When would this be an issue? when trying to send and recieve data via the rs232 interface? I’m a bit lost :unamused:

Well I have sent the gerber files to the assembly house, but there is still time to make changes. Please let me know how your testing goes! :smiley:

Yes if you have the handshake lines in the cable and the connected device drives DTR active. If you are writing a custom application and KNOW about this it is less of an issue. I just put this out as a nice to have on the ABB if it were possible because not only would it make this easy to work around but just having the jumper would make users aware of it being something that “might” need to be considered.

edit: typo.

Ok. I’ll definately get this done tonight and post.

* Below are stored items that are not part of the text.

Issue #883, opened 2026-01-05
API: Configuration space for pendulum


jstoobysmith:
## Key data structure 

The key data structure is the configuration space of the pendulum. There are multiple ways that it could be defined, e.g. by an x and y coordinates which are constrained, or by its angle. One should be chosen. 

- [x] is defined 

## Need

The pendulum is a simple example of a problem in classical mechanics, this API will show the more general power of APIs around classical mechanics.

## Requirements

- [x] The API shall contain the structure of a manifold on the configuration space. 
- [x] The API shall contain a map from the configuration space to `Space`, giving the position of the pendulum in real space. 
- [x] The API shall contain the definition of a trajectory based on the configuration space 
- [x] The API shall subsequently contain the definition of the lagrangian 

## Corresponding file system

https://github.com/HEPLean/PhysLean/tree/master/PhysLean/ClassicalMechanics/Pendulum

## Parent APIs

#863

aadarwal:
All five items of this issue are now merged into `./Physlib`:

- configuration space defined — #1561 (`SimplePendulum.ConfigurationSpace`, the circle)
- manifold structure on it — #1561
- map to `Space` (position in real space) — #1561, with the trajectory-level embedding in #1571
- trajectories on the configuration space — #1571 (`SimplePendulum.Trajectory`, `Trajectory.ofLift`)
- the Lagrangian — #1564 (`SimplePendulum.lagrangian`, with the equation of motion and the variational equivalence)

Beyond the checklist, the series also landed conservation and equilibria (#1569), the Hamiltonian formulation with the equivalence of all four formulations (#1570), the small-angle theory (#1572), and `Real.completeEllipticK` (#1573); the period formula (#1576) and existence/uniqueness (#1575) are open. I think this issue can be closed whenever you're happy — the remaining identification of the period formula with the nonlinear return time is a separate project I intend to continue.

jstoobysmith:
Closing as included in code as API-map, this should be followed instead of this PR. 
Also due to @aadarwal 's comments

PR #1573, opened 2026-08-24
feat(Mathematics): Real.completeEllipticK, Legendre's complete elliptic integral of the first kind

aadarwal:
Toward #883, but **standalone**: this PR is based on `master`, depends on nothing in the pendulum
stack, and nothing in the stack is needed to review it. It is pure mathematics written to Mathlib
standards — the file header says "This file may eventually be upstreamed to Mathlib", following
`Physlib/Mathematics/SpecialFunctions/PhysHermite.lean`.

**Why here.** Mathlib has the Weierstrass `℘` (`PeriodPair.weierstrassP`) but no Legendre-form
elliptic integrals. The exact period of a simple pendulum is `4√(ℓ/g)·K(sin²(θ₀/2))`, so Physlib
needs `K` before it can state that; `Physlib/Mathematics/` is where such prerequisites live.

**Convention.** The *parameter* convention `K(m) = ∫₀^{π/2} (1 − m sin²φ)^(−1/2) dφ`
(Abramowitz & Stegun 17.3.1), not the modulus convention `K(k)` of Landau & Lifshitz; `m = k²`, and
the module doc says so.

**Domain.** Everything is stated on `m < 1`, where the radicand is positive. The module doc is
explicit that `m ≥ 1` gives a junk value and says exactly which: at `m = 1` the integrand is
`1/cos φ`, not interval integrable, so `intervalIntegral.integral_undef` returns `0` (whereas
`K(1) = ∞`); for `m > 1` the radicand goes negative past `arcsin(1/√m)`, where
`Real.rpow_def_of_neg` contributes the factor `cos(−(1/2)·π) = 0`, leaving the finite integral over
`[0, arcsin(1/√m)]` — which is `K(1/m)/√m`, the real part of the continued Legendre integral
(DLMF §19.7(ii)). Every lemma about a general parameter therefore carries `m < 1` explicitly.

| Declaration | Statement |
|---|---|
| `Real.completeEllipticK` | `def : ℝ → ℝ` (`@[pp_nodot]`), `∫ φ in 0..π/2, (1 − m sin² φ)^(−1/2)` |
| `completeEllipticK_def` | the unfolding lemma (`rfl`) |
| `completeEllipticK_radicand_pos` | `m < 1 → ∀ φ, 0 < 1 − m sin² φ` |
| `continuous_completeEllipticK_integrand`, `intervalIntegrable_completeEllipticK_integrand` | `m < 1 →` the integrand is continuous / interval integrable on `[0, π/2]` |
| `completeEllipticK_zero` | `@[simp] K 0 = π/2` |
| `completeEllipticK_pos` | `m < 1 → 0 < K m` |
| `completeEllipticK_mono`, `completeEllipticK_strictMono` (both `@[gcongr]`) | `m₁ ≤ m₂ → m₂ < 1 → K m₁ ≤ K m₂`; strict for `m₁ < m₂` |
| `monotoneOn_completeEllipticK`, `strictMonoOn_completeEllipticK` | `MonotoneOn` / `StrictMonoOn K (Set.Iio 1)` |
| `pi_div_two_le_completeEllipticK`, `completeEllipticK_le` | `0 ≤ m < 1 → π/2 ≤ K m ≤ (π/2)(1 − m)^(−1/2)` |
| `continuousOn_completeEllipticK`, `continuousAt_completeEllipticK`, `_zero` | `ContinuousOn K (Set.Iio 1)`; `m < 1 → ContinuousAt K m`; at `0` |

**Reading order.** Module doc §i (the junk-value paragraph is where the design decision lives) →
§A definition and integrand → §B `K 0 = π/2`, positivity → §C monotonicity and bounds → §D
continuity. §D is the only non-obvious proof: the integrand is not jointly continuous in `(m, φ)`
on `ℝ × ℝ`, so the parameter is restricted to the subtype `Set.Iio 1`, where joint continuity is
global; `intervalIntegral.continuous_parametric_intervalIntegral_of_continuous'` then applies and
`continuousOn_iff_continuous_domRestrict` converts back.

**Verification.** Module builds zero-warning against Mathlib v4.33.0; no `sorry`, no `set_option`,
no linter exemptions; full `lake build` + Physlib linter battery pass; `lint-style` clean, TOC 1:1;
single import (`Mathlib.MeasureTheory.Integral.DominatedConvergence`) — shake-clean; `K` is *strictly*
increasing on `(-∞, 1)` and sandwiched there by `π/2 ≤ K m ≤ (π/2)(1 − m)^(−1/2)` for `0 ≤ m < 1`; no deprecated
names; `Set.Iio 1` is the maximal honest domain (`K` is genuinely discontinuous at `1`).

Developed with assistance from AI; all mathematics and proofs were reviewed and verified to compile.

### DIFF
--- a/Physlib/Mathematics/SpecialFunctions/EllipticIntegral.lean
+++ b/Physlib/Mathematics/SpecialFunctions/EllipticIntegral.lean
@@ -25,6 +25,14 @@ conventions are related by `m = k²`. Mathlib knows the Weierstrass elliptic fun
 complete integral of the first kind and develops its basic theory on the domain `m < 1`, where
 the radicand `1 - m sin² φ` is positive and the integrand continuous.
 
+The integral enters physics wherever a period or a potential is computed exactly rather than in a
+small-parameter expansion. Physlib's use of it so far is the simple pendulum: released from rest
+at amplitude `θ₀`, the pendulum has period `4 √(ℓ / g) K(sin² (θ₀ / 2))` (Landau & Lifshitz §11,
+Problem 1), the consumer being `Physlib.ClassicalMechanics.Pendulum.SimplePendulum.PeriodFormula`.
+More broadly, the complete integrals of the first and second kind give the magnetic field of a
+circular current loop and the potential of a uniformly charged ring, and the second kind, `E`,
+gives the arc length of an ellipse. This file defines `K` so that such results can be stated.
+
 For `m ≥ 1` the definition still elaborates, but its value is not Legendre's. At `m = 1` the
 integrand is `1 / cos φ`, which is not interval integrable on `[0, π/2]`, so the integral is `0`
 by `intervalIntegral.integral_undef`, whereas `K(1) = ∞`. For `m > 1` the radicand is negative on
--- a/Physlib/Mathematics/SpecialFunctions/EllipticIntegral.lean
+++ b/Physlib/Mathematics/SpecialFunctions/EllipticIntegral.lean
@@ -6,7 +6,6 @@ Authors: Aadarsh Agarwal
 module
 
 public import Mathlib.MeasureTheory.Integral.DominatedConvergence
-public import Mathlib.MeasureTheory.Integral.IntervalIntegral.Basic
 /-!
 
 # The complete elliptic integral of the first kind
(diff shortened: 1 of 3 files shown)


Physlib/Mathematics/SpecialFunctions/EllipticIntegral.lean
```diff
@@ -0,0 +1,263 @@
...
+  rw [← sub_pos, ← cos_sq']
+  exact pow_pos (cos_pos_of_mem_Ioo ⟨by linarith, h₂⟩) 2
+
+/-- The half-angle form of `sin_sq_lt_one`: `sin (θ / 2) ^ 2 < 1` for `|θ| < π`. For the pendulum
+this says that the parameter `sin² (θ₀ / 2)` of the period formula lies in the domain of
+`completeEllipticK` for every libration amplitude `|θ₀| < π`. -/
+lemma sin_half_sq_lt_one {θ : ℝ} (h : |θ| < π) : sin (θ / 2) ^ 2 < 1 := by
+  refine sin_sq_lt_one ?_
+  rw [abs_div, abs_two]
+  linarith [abs_nonneg θ]
```
jstoobysmith: if we can get away with having these as separate lemmas, I think that would be good since they're not really related to the content of this file.

Physlib/Mathematics/SpecialFunctions/EllipticIntegral.lean
```diff
@@ -0,0 +1,263 @@
...
+For `m ≥ 1` the definition still elaborates, but its value is not Legendre's. At `m = 1` the
+integrand is `1 / cos φ`, which is not interval integrable on `[0, π/2]`, so the integral is `0`
+by `intervalIntegral.integral_undef`, whereas `K(1) = ∞`. For `m > 1` the radicand is negative on
+`(arcsin (1/√m), π/2]`, where the real power at exponent `-(1/2)` of a negative base vanishes
+(`Real.rpow_def_of_neg` supplies the factor `cos (-(1 / 2) * π) = 0`), so the Lean value is the
+finite positive integral over `[0, arcsin (1/√m)]`; by the reciprocal-modulus transformation this
+is `K(1/m) / √m`, the real part of the complex Legendre integral (DLMF §19.7(ii)) — not proved
+here. Every lemma of this file about a general parameter therefore carries its domain hypothesis
+`m < 1` explicitly.
+
```
jstoobysmith, line 45: Despite being a math file, I think it is nice to have the physics here as well, basically saying, in a bit more detail, where these definitions from math are used in physics and why we're defining them.

Physlib/Mathematics/SpecialFunctions/EllipticIntegral.lean
aadarwal: Done in `b302d55f` — moved to a new `Physlib/Mathematics/Trigonometry/SinSq.lean` (`Real.sin_sq_lt_one`, `Real.sin_half_sq_lt_one`). `EllipticIntegral.lean` no longer contains them; #1576 imports them from there.

Physlib/Mathematics/SpecialFunctions/EllipticIntegral.lean
aadarwal: Done in `b302d55f` — §i now says where `K` is used: the pendulum period `4√(ℓ/g) K(sin²(θ₀/2))` (L&L §11 Problem 1; the consumer is `SimplePendulum.periodFormula` in #1576), plus the other classical places `K` and `E` turn up — the field of a current loop, the potential of a charged ring, the arc length of an ellipse.

jstoobysmith (approved):
Approved this PR. Many thanks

Could you give us a current list of features that have actually made it into the new bot board design?

8-Dale

Well due to time constraints I was a bit conservative. The board is pretty much as it was with these changes. The PS2 game controller port had an inverter on the data line that was required for the Basic Stamp II. However the limitations in the Basic Stamp II code prevented it from working with many 3rd party controllers, and the inverter was too slow for the Atom and Atom Pro processors. Furthermore the Atom Pro has a 3.3vdc I/O pin that happened to fall on the PS2 port. Note, the Mini-ABB came before the Atom Pro. So we moved the pins used by the PS2 port from 4-7 to 12-15 to fix the Atom Pro problem, and we removed the inverter so you can use the port instead of using the I/O pins on the main I/O row. The new Bot Board II no longer supports the Basic Stamp 2 for Play Station 2 game controllers. The PS2 will now work with the Atom Pro which will be the processor of choice for all future development. There just wasn’t time to take on some of the more ambitious design changes. Thanks to SN96 for making the changes to the board! By the way your parts are shipping today, plus a little extra you weren’t expecting. :wink: Thanks!